Event API partial downtime, run history pipeline delay

Resolved·Partial outage

The incident is now resolved and the system is full operational.

The Event API partial downtime occurred between 06:26 UTC and 07:58 UTC with degraded performance continuing until 09:20 UTC (see incident component timeline).

During this time window, events may have failed to have been sent successfully.

Thu, Oct 16, 2025, 09:20 AM

(5 days ago)

Affected components

Oct 16, 2025, 06:26 AM

09:20 AM

Event API

Function execution

Inngest Dashboard

Updates

Resolved

The incident is now resolved and the system is full operational.

The Event API partial downtime occurred between 06:26 UTC and 07:58 UTC with degraded performance continuing until 09:20 UTC (see incident component timeline).

During this time window, events may have failed to have been sent successfully.

Thu, Oct 16, 2025, 09:20 AM

Monitoring

We’re still addressing complications with some brokers that remain in a broken state and are actively working to restore them.

We’re also observing increased execution lag, partially caused by the current system pressure. We expect latency to start decreasing once the issue is resolved and will continue to closely monitor the situation.

Thu, Oct 16, 2025, 08:45 AM(35 minutes earlier)

Monitoring

We have spun up two additional Kafka brokers and are working to rebalance the cluster to reduce pressure on the existing brokers.

We’re closely monitoring the system to ensure it remains fully operational.

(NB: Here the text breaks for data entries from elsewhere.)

PR #2008, opened 2021-07-13
`descendant_counts` fallback

mccalluc:
@yuanzhou, if you log in, you can see that https://portal.hubmapconsortium.org/browse/sample/6de04b223f7a976ef1129f10816cd5cb.json just has 
```
"descendant_counts": {}
```
This change gets the portal working again...
We don't have a definitive schema, so I can't say this JSON is "wrong", but it does seem like something has changed. If you think the upstream code is doing what you want, we can accommodate it... but if you're not sure why this changed, I would prefer not to sweep it under the rug.

Involve Bill if needed?

### DIFF
--- a/CHANGELOG-descendant_counts-fallback.md
+++ b/CHANGELOG-descendant_counts-fallback.md
@@ -1,0 +1,1 @@
+- Provide a fallback if `descendant_counts` is empty.
--- a/context/app/static/js/components/Detail/provenance/ProvTable/ProvTable.jsx
+++ b/context/app/static/js/components/Detail/provenance/ProvTable/ProvTable.jsx
@@ -20,7 +20,7 @@ function ProvTable(props) {
     typesToSplit.map(() => []),
   );
 
-  const descendantCounts = assayMetadata.descendant_counts.entity_type;
+  const descendantCounts = assayMetadata.descendant_counts.entity_type || {};
 
   return (
     <FlexContainer>


yuanzhou:
I am totally not aware of the existence of this `descendant_counts` and I can't find it in the search-api `indexer.py` at all like other runtime generated fields `descendant_ids`.

@shirey do you recall anything about this field?

john-conroy (commented):
I believe there are other components where we depend on `descendant_counts` they may already have a fallback or check that the key exists inside the metadata, but might be worth checking if you haven't already.

Also, could be worthwhile to move a default value higher up in the app?

shirey:
@mccalluc @yuanzhou @john-conroy Looking at the example above `6de04b223f7a976ef1129f10816cd5cb`- this is a Sample that has no descendants.  It seems like the translation code used to generate this field doesn't handle the case.  When there are no descendants our entity-api must just exclude the field vs sending an empty array of descendants?

mccalluc:
@shirey : 
>  When there are no descendants our entity-api must just exclude the field vs sending an empty array of descendants?

My preference is for an empty array, but obviously we can handle the status quo: That's what this PR does. I'm asking you to clarify whether the API is functioning as it should, or not, and we'll go forward from there.

mccalluc:
From standup, Bill thinks the fallback is the way to go. I will loop back to this and look for other dependencies as John suggests, but might file anything else I see as a new issue.

yuanzhou:
@mccalluc @shirey currently the entity-api returns an empty array when the target entity has no descendants.

For example: `https://entity.api.hubmapconsortium.org/descendants/6de04b223f7a976ef1129f10816cd5cb`

mccalluc:
> currently the entity-api returns an empty array when the target entity has no descendants

Ok, then either we're not talking about the same thing, or something was weird when I was looking at it. Will investigate.

mccalluc:
> currently the entity-api returns an empty array when the target entity has no descendants

@yuanzhou , to clarify, do you mean empty array or empty object? Because what I see is
`"descendant_counts": {}` rather than `"descendant_counts": []`.

Can you approve this PR if it looks good to you?

yuanzhou:
@mccalluc I think we are talking about different things. The call in search-api to entity-api to retrieve descendants of a given entity returns an empty array if no descendants found, example:  `https://entity.api.hubmapconsortium.org/descendants/6de04b223f7a976ef1129f10816cd5cb`

As I commented earlier: 
>I am totally not aware of the existence of this descendant_counts and I can't find it in the search-api indexer.py at all like other runtime generated fields descendant_ids.
I could see it's being used by the portal index transform code: https://github.com/hubmapconsortium/search-api/search?q=descendant_counts

So is this `"descendant_counts": {}` added by the portal index transform code for portal-ui use only?

yuanzhou (approved):

mccalluc:
> So is this "descendant_counts": {} added by the portal index transform code for portal-ui use only?

No: This PR is in `portal-ui`, not `search-api`. I'm going to go ahead and merge this as-is, since it has approval, even if there is still confusion.
- The problem it fixes it pretty serious.
- The intervention is small and of very limited scope.
- While I think having consistent data structures provided upstream would be great, I'm not hopeful about that, given the miscommunication we've seen.

PR #2009, opened 2021-07-14
list indexed datasets

### LINKED ISSUE #1975: Get a list of the UUIDs which are indexed
Because the indexing lags, we can't assume that all instances of a given data type will be indexed... but the API should be able to tell us. Just add this to the demo page... @tsliaw will figure out how to use this information.

mccalluc:
Fix #1975. @tsliaw -- I believe it's in your court to think about how this information would be used in the UI?

### DIFF
--- a/CHANGELOG-list-uuids.md
+++ b/CHANGELOG-list-uuids.md
@@ -1,0 +1,1 @@
+- List datasets indexed by Cells API.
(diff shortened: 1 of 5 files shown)


tsliaw (approved):

mccalluc:
Realizing that what we actually want is a list per-assay: Sean is working on the back-end for this: https://github.com/hubmapconsortium/cross_modality_query/issues/29

 Will reopen.

PR #2010, opened 2021-07-14
John conroy/track tutorial

### LINKED ISSUE #1976: Do stats exist for tutorial usage?
If yes, bring to the next UI meeting; If no, ask whether it's worth adding, and file a new issue.

john-conroy:
Fix #1976. It was easiest to put the `reactga` calls inside the store methods, does this make sense to you?


context/app/static/js/stores/useSearchDatasetTutorialStore.js
```diff
@@ -1,22 +1,46 @@
...
+    set({ runSearchDatasetTutorial: val });
+  },
   searchDatasetTutorialStep: 0,
-  incrementSearchDatasetTutorialStep: () =>
+  incrementSearchDatasetTutorialStep: () => {
+    ReactGA.event({
+      category: 'Dataset Search Tutorial',
+      action: 'Clicked next step',
+      value: get().searchDatasetTutorialStep,
+    });
```
mccalluc, line 21: I might add a helper function so you could use less boilerplate:
```suggestion
    recordEvent('Clicked next step', get().searchDatasetTutorialStep);
```

mccalluc: or, even more abbreviated:
```diff
- const useSearchDatasetTutorialStore = create((set, get) => ({
+ const useSearchDatasetTutorialStore = create((set, get) => {
+   function recordEvent(action) {
+      ReactGA.event({
+        category: 'Dataset Search Tutorial',
+        action,
+        value: get().searchDatasetTutorialStep,
+      });
+    }
+   return {
```

mccalluc (commented):
> calls inside the store methods, does this make sense to you?

Is your concern that it's a little weird to have side-effects like this inside the store? it seems ok to me. You might factor out some of the boiler plate, but your call. Looks good!

PR #2011, opened 2021-07-14
Mccalluc/query multiple genes

### LINKED ISSUE #1943: Query multiple genes API

### LINKED ISSUE #1944: Query multiple genes UI
Builds on #1943

mccalluc:
Towards #1943, Fix #1944. I don't actually remember whether the multiple values in `has` create the union or the intersection... @SFD5311, can you remind us which it is, and @tsliaw, can you confirm that that's what we want in the UI?

### DIFF
--- a/CHANGELOG-query-multiple-genes.md
+++ b/CHANGELOG-query-multiple-genes.md
@@ -1,0 +1,1 @@
+- In the Cells Demo, demonstrate how multiple genes could be queried.
--- a/context/app/routes_cells.py
+++ b/context/app/routes_cells.py
@@ -78,7 +78,7 @@ def proteins_by_substring():
 
 @blueprint.route('/cells/datasets-selected-by-<target_entity>.json', methods=['POST'])
 def datasets_selected_by_level(target_entity):
-    name = request.args.get('name')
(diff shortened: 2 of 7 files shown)


SFD5311:
@mccalluc The default value for logical operator across query types is "or," so by default we're taking the union.  The API supports overriding this default, but we didn't expose that parameter to the client.  Also worth mentioning here that the logical operator parameter in this case is actually applied to the cells in the datasets and not the datasets themselves.  So if we provide multiple genes as inputs, the results will be the datasets in which min_cell_percentage of cells express one gene or the other.  If what's desired is the datasets in which min_cell_percentage of cells express gene 1 or min_cell_percentage of cells express gene 2, the set union operator would be needed for that.

mccalluc:
@tsliaw -- can you review what Sean wrote above, and see if that's the behavior we want to offer in the UI, or not?

tsliaw:
@mccalluc  I'm not quite sure if that's the behavior we want, so I will put this on the UI agenda for Nils to decide

mccalluc:
Ok, I think the UI work here is good, but I'll unlink the API issue, and add a note there about our plan to get clarification.

Issue #1977, opened 2021-06-30
Make a list from a results set: UI


mccalluc:
We decided that the cells work can begin by adding the functionality to make a list from a results set. Chuck isn't perfectly clear on the details: clarification might be needed. Since this is not just the results on a single page, but _all_ of the results, backend work is a prerequisite: #1926.

mccalluc:
I think this comes from an earlier design where the cells flow would start from a results set. In any case:
- The design we've implemented for cells doesn't need this...
- but it was actually implemented for the TSV download.

Closing.

PR #2012, opened 2021-07-14
Proof of concept that we could fire off follow-up queries

mccalluc:
Towards #1975 / #1977. 
- @tsliaw : This demonstrates that we can generate an up-to-date list of all the UUIDs that would match the current set of facets, not just the first page of results. Would this be enough for #1975, or is anything else required?
- @john-conroy : It feels kind of hacky -- Do you have any other ideas?

### DIFF
--- a/CHANGELOG-uuids-from-facets.md
+++ b/CHANGELOG-uuids-from-facets.md
@@ -1,0 +1,1 @@
+- Demonstrate that we can get all matching UUIDs for a set of facets, not just the first page.
--- a/README-all-uuids.md
+++ b/README-all-uuids.md
@@ -1,0 +1,1 @@
+- Make a list of all UUIDs available on the search page.
--- a/README-all-uuids.md
+++ b/README-all-uuids.md
@@ -1,1 +1,0 @@
-- Make a list of all UUIDs available on the search page.
--- a/context/app/static/js/components/Routes/Routes.jsx
+++ b/context/app/static/js/components/Routes/Routes.jsx
@@ -80,7 +80,7 @@ function Routes(props) {
   if (urlPath.startsWith('/search')) {
     return (
       <Route>
-        <Search title={title} />
+        <Search title={title} getAllUUIDs />
       </Route>
     );
   }
--- a/context/app/static/js/components/Search/SearchWrapper.jsx
+++ b/context/app/static/js/components/Search/SearchWrapper.jsx
@@ -1,9 +1,10 @@
-import React, { useEffect } from 'react';
+import React, { useEffect, useState } from 'react';
 import PropTypes from 'prop-types';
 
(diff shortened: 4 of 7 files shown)


tsliaw (approved):
This should be what we want from a "Select All" button from the search page

mccalluc:
Huh: CI fails:
```
  FAIL app/static/js/components/Header/LoginButton/LoginButton.spec.js
    ● should be login button when not authenticated
  
      TypeError: Cannot read property 'querySelector' of null
  
        at HitsAccessor.scrollIfNeeded (node_modules/searchkit/src/core/accessors/HitsAccessor.ts:20:18)
        at HitsAccessor.setResults (node_modules/searchkit/src/core/accessors/HitsAccessor.ts:14:10)
        at node_modules/searchkit/src/core/AccessorManager.ts:129:35
        at arrayEach (node_modules/lodash/_arrayEach.js:15:9)
        at forEach (node_modules/lodash/forEach.js:38:10)
        at AccessorManager.setResults (node_modules/searchkit/src/core/AccessorManager.ts:129:5)
        at SearchkitManager.setError (node_modules/searchkit/src/core/SearchkitManager.ts:298:20)
        at SearchRequest.setError (node_modules/searchkit/src/core/SearchRequest.ts:33:22)

  Test Suites: 1 failed, 1 skipped, 45 passed, 46 of 47 total
  Tests:       1 failed, 3 skipped, 145 passed, 149 total
```
but locally:
```
Test Suites: 1 skipped, 46 passed, 46 of 47 total
Tests:       3 skipped, 146 passed, 149 total
```
and when I run just the failing test:
```
 PASS  app/static/js/components/Header/LoginButton/LoginButton.spec.js
  ✓ should be login button when not authenticated (107 ms)
  ✓ should be logout button when authenticated (149 ms)
  ✓ should display User when user_email is empty (17 ms)

Test Suites: 1 passed, 1 total
Tests:       3 passed, 3 total
```
Since this PR does add async, wonder if this is a race condition? Investigating...

mccalluc:
Ah: The previous test is `app/static/js/pages/search/Search.spec.js`, which passes, but with warnings. My guess is that I didn't wrap the earlier test, and so when the async returns, the effects spill into the next test.

mccalluc:
(Now failing on Cypress...)

mccalluc:
@john-conroy : I will take you up on your offer to look at this. My sense is that there's something about the react state change that confuses Cypress... but what I'm doing feels pretty kludgy regardless, so there might be a better approach that would incidentally also make Cypress happy.

mccalluc:
(This is not on the critical path: John's going to work on the actual cells page, and then we can revisit this... maybe make tweaks to get this working / maybe find a different approach.)

mccalluc:
This has been rendered unnecessary by #2244; Closing.

Issue #1932, opened 2021-06-22
Figure out how to answer an interesting question with data from elasticsearch


mccalluc:
Identifying the question is #1931

Roselkisma:
Based on question 1 on the survey "Which patient characteristics would you like to view when assessing the diversity of the population in a biomedical dataset?" I think that the best way to visualize this question is with a table. I attached a picture of how I think the table should look like. I was thinking that I will need to add the list of donors and then the user will choose the donor they are looking for. 

![donor's table](https://user-images.githubusercontent.com/85570580/125347600-1f1b9e00-e329-11eb-88c3-adcc611613c5.PNG)

mccalluc:
That's not really what we're looking for: For an individual donor, we can always go to that donor's page to get the details. Some suggestions/possibilities:
- How do the causes of death of Hubmap donors compare to the the general population, when stratified by age?
- Are blood-type / weight / height representative of the American population?
- When stratified by any one variable, does uneven sampling along other variables show up?

mccalluc:
@Roselkisma -- I think the last screenshot with ethnicity rows and gender columns does this. Can you make a PR, and link this issue to it?

PR #2013, opened 2021-07-15
This table combine the ethnicity and gender of the donors

Roselkisma:
I wrote the labels manually, I don't know if there is another way to do it. #1932


context/package.json
```diff
@@ -30,6 +31,7 @@
     "pretty-bytes": "^5.3.0",
     "prop-types": "^15.7.2",
     "react": "^16.12.0",
+    "react-chartjs-2": "^3.0.3",
```
mccalluc, line 34:
```suggestion
```

context/package.json
```diff
@@ -18,6 +18,7 @@
     "@visx/tooltip": "^1.7.2",
     "ajv": "^6.12.3",
     "bowser": "^2.11.0",
+    "chart.js": "^3.4.1",
```
mccalluc, line 21:
```suggestion
```

context/package-lock.json
```diff
@@ -30499,6 +30504,14 @@
...
       }
     },
+    "react-chartjs-2": {
+      "version": "3.0.3",
+      "resolved": "https://registry.npmjs.org/react-chartjs-2/-/react-chartjs-2-3.0.3.tgz",
+      "integrity": "sha512-jOFZKwZ8sMLkddewZ/tToxuu4pYimAvvY5I6uK+hCpSFT16Pvo2bdHhUoZ0X87zu9I+dx2I+JCqaLN6XhmrbDg==",
+      "requires": {
+        "lodash": "^4.17.19"
+      }
+    },
```
mccalluc, line 30514:
```suggestion
```

context/package-lock.json
```diff
@@ -15694,6 +15694,11 @@
       "integrity": "sha512-mT8iDcrh03qDGRRmoA2hmBJnxpllMR+0/0qlzjqZES6NdiWDcZkCNAk4rPFZ9Q85r27unkiNNg8ZOiwZXBHwcA==",
       "dev": true
     },
+    "chart.js": {
+      "version": "3.4.1",
+      "resolved": "https://registry.npmjs.org/chart.js/-/chart.js-3.4.1.tgz",
+      "integrity": "sha512-0R4mL7WiBcYoazIhrzSYnWcOw6RmrRn7Q4nKZNsBQZCBrlkZKodQbfeojCCo8eETPRCs1ZNTsAcZhIfyhyP61g=="
+    },
```
mccalluc, line 15701: Just to keep things tidy, I'd say revert this now, and we can bring it back when you need it. It's good to keep PRs on topic, and not let unrelated changes creep in.
```suggestion
```
... or, alternatively, add the charting to this PR... but I would lean towards keeping it small.

mccalluc (changes requested):

context/app/static/js/pages/Vis/Vis.jsx
```diff
@@ -33,55 +33,76 @@ import useSearchData from 'js/hooks/useSearchData';
...
+          },
+          {
+            'mapped_metadata.race': {
+              terms: {
+                field: 'mapped_metadata.race.keyword',
+              },
+            },
+          },
+        ],
+        size: 10000,
```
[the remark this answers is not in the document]
john-conroy: Actually, for these composite queries the inner size param needs to be set to non 0.

context/package.json
john-conroy: Alternatively you can just run `npm uninstall chart.js` and it will uninstall the package.

context/app/static/js/pages/Vis/Vis.jsx
```diff
@@ -33,55 +33,94 @@ import useSearchData from 'js/hooks/useSearchData';
...
-  const { buckets } = searchData.aggregations['mapped_metadata.race'];
+
+  function getCount(buckets, bloodType, race) {
+    const filtered = buckets.filter(
+      (b) => b.key['mapped_metadata.blood_type'] === bloodType && b.key['mapped_metadata.race'] === race,
+    );
+    return filtered.length ? filtered[0].doc_count : 0;
+  }
+  function getKeyValues(buckets, key) {
+    return [...new Set(buckets.map((b) => b.key[key]))];
```
mccalluc, line 78:
```suggestion
    return new Set(buckets.map((b) => b.key[key]));
```
This came up in the call: I think you can just return a set here, instead of converting it back to a list... but I could be wrong.

context/app/static/js/pages/Vis/Vis.jsx
```diff
@@ -33,55 +33,94 @@ import useSearchData from 'js/hooks/useSearchData';
...
+    Object.keys(searchData).length && (
+      <Paper>
+        <StyledTableContainer>
+          <Table stickyHeader>
+            <TableHead>
+              <TableRow>
+                <HeaderCell> </HeaderCell>
+                {getKeyValues(buckets, 'mapped_metadata.blood_type').map((type) => (
+                  <HeaderCell> {type} </HeaderCell>
+                ))}
```
mccalluc, line 92: This is good, but you can't be certain the order coming out of this function will be the same as what you list below. I'd suggest taking this in stages:
- In this PR, replace this `map` with an explicit list.
- After it's merged, come back and add `const bloodTypes = getKeyValues(buckets, 'mapped_metadata.blood_type')` at the top, and use it here, and in the rows below.
- and finally wrap the rows on the table in a similar loop for race.

mccalluc (changes requested):
See comment: For now, replace `map` with an explicit list. You can clean it up later, but we want to be very sure we never introduce code that could just give us the wrong information.

context/app/static/js/pages/Vis/Vis.jsx
Roselkisma: You are right, we talked about it, I forgot to take it out.

mccalluc (approved):

PR #2021, opened 2021-07-15
Template updates for CCF EUI 2.0

bherr2:


context/app/templates/pages/ccf-eui.html
```diff
@@ -2,21 +2,9 @@
 <html lang="en">
 
 <head>
-  <script async src="https://www.googletagmanager.com/gtag/js?id=UA-133341631-3"></script>
```
bherr2, line 5: FYI we removed the google analytics tags above as they are now handled internal to the EUI

mccalluc (approved):
Works for me. FWIW, 3D interactions are really slow/laggy for me... It seems like scroll events are getting queued up and then processed in order, and the rendering can't keep up.

bherr2:
Yeah, performance issues have been a persistent problem we're working through.

PR #2022, opened 2021-07-15
John conroy/add tutorial to storybook

john-conroy:
Just a bit of refactoring to make the transition to storybook for the tutorial components.


mccalluc (approved):
Looks good. Are there any cases where you would want there to be actions on the click, or is that not what you'd want to do with storybook?

john-conroy:
Cases where the actions are contained within the component will be shown. Cases where the action is determined by props, I think we can use our judgement unless there is a specific action/story that should be shown. Often you'll have parent component stories, but in this case the parent component is the Search page. Storybook also can be used to demonstrate pages, but that seems too heavyweight for now.

john-conroy:
I'm still getting a feel for this as I go so please share any thoughts on best practices.

PR #2024, opened 2021-07-19
Fix Codex carousel View Config.

### LINKED ISSUE #2023: Broken Carousel Link for Codex
image

- The bitmask controls should not be there (raster instead, as in the photo)
- 3d should be turned off via `disable3d` prop

ilan-gold:
FIxes #2023 i.e makes it work as it did before (and just like all the other CODEX datasets).


ilan-gold:
I am getting 500 errors on the actual Raster image @mccalluc do you see this as well?

ilan-gold:
Screen Shot 2021-07-19 at 1 35 26 PM

mccalluc:
@ilan-gold :
- Yes, I see the same 500s. Frustrating. You'll follow-up with IEC? Also feel free to ask them why their monitoring didn't alert anyone to the problem, before we discovered it for ourselves.
- I would really prefer that we get the backward compatibility in Vitessce, and see it working, before we merge this PR. I know that means a little bit of brokenness on the portal a little longer, but I think the discipline of backward compatibility is something we need to prioritize.

ilan-gold:
That's fine, I can close this then.  The PR to fix this then would just be updating Vitessce.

Thu, Oct 16, 2025, 07:58 AM(47 minutes earlier)

Identified

We’ve identified the root cause of the issue: two of our Kafka brokers are experiencing disk pressure, which is preventing our Event API from publishing to Kafka. We are actively working to restore the affected brokers as quickly as possible.

Thu, Oct 16, 2025, 07:57 AM

Investigating

We are actively investigating an issue with increased error rates with our Event API and a portion of our data pipeline that handles the function run status deliveries.

Investigation is showing errors started appearing ~06:26 UTC and started increasing from there.

We will provide further updates as we identify the cause and resolve the issue.

Thu, Oct 16, 2025, 07:28 AM(28 minutes earlier)